[Start of section]

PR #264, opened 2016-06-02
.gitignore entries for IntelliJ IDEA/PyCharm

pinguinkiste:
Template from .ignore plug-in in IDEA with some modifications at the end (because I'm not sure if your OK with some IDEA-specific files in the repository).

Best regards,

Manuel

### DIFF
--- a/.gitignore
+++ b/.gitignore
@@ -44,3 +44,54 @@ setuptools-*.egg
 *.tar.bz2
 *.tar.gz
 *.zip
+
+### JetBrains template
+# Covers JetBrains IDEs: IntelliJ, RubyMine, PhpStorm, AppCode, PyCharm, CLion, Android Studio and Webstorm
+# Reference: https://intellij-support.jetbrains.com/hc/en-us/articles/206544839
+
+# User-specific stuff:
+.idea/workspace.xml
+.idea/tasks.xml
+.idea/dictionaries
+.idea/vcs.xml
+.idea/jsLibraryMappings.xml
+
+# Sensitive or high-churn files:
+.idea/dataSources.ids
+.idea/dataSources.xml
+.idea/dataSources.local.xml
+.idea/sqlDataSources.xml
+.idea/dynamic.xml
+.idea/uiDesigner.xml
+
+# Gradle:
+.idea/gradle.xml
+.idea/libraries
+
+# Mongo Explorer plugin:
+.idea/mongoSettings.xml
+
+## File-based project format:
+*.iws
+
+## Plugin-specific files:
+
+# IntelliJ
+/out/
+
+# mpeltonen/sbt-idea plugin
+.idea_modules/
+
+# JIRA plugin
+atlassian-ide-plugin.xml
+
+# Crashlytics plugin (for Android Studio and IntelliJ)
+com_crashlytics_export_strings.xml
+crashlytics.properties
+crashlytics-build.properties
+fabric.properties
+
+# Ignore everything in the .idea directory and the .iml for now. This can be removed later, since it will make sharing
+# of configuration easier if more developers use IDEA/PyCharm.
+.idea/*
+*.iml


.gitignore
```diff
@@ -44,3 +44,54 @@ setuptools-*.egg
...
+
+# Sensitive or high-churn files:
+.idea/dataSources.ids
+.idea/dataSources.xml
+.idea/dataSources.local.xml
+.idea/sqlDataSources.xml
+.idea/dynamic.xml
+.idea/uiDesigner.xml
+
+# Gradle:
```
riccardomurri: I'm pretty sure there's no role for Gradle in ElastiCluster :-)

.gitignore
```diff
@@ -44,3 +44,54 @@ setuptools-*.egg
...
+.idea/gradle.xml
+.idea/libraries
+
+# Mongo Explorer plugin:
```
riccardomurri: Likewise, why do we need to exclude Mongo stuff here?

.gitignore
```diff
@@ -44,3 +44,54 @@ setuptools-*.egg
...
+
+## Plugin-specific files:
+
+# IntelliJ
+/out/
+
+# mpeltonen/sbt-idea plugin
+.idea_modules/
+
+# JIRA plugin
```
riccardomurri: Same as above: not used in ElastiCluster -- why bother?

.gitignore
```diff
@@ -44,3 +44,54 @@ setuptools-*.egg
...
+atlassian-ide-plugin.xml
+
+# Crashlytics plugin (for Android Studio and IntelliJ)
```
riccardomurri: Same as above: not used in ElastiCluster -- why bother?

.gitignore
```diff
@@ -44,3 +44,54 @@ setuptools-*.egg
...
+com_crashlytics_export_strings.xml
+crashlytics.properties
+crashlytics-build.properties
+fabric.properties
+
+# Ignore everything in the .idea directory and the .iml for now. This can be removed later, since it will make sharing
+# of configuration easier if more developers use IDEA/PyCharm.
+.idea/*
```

[End of section]

— Task goal —
Please give the number of lines in the listing that hold "stuff", and no other text.

— Answer box —
2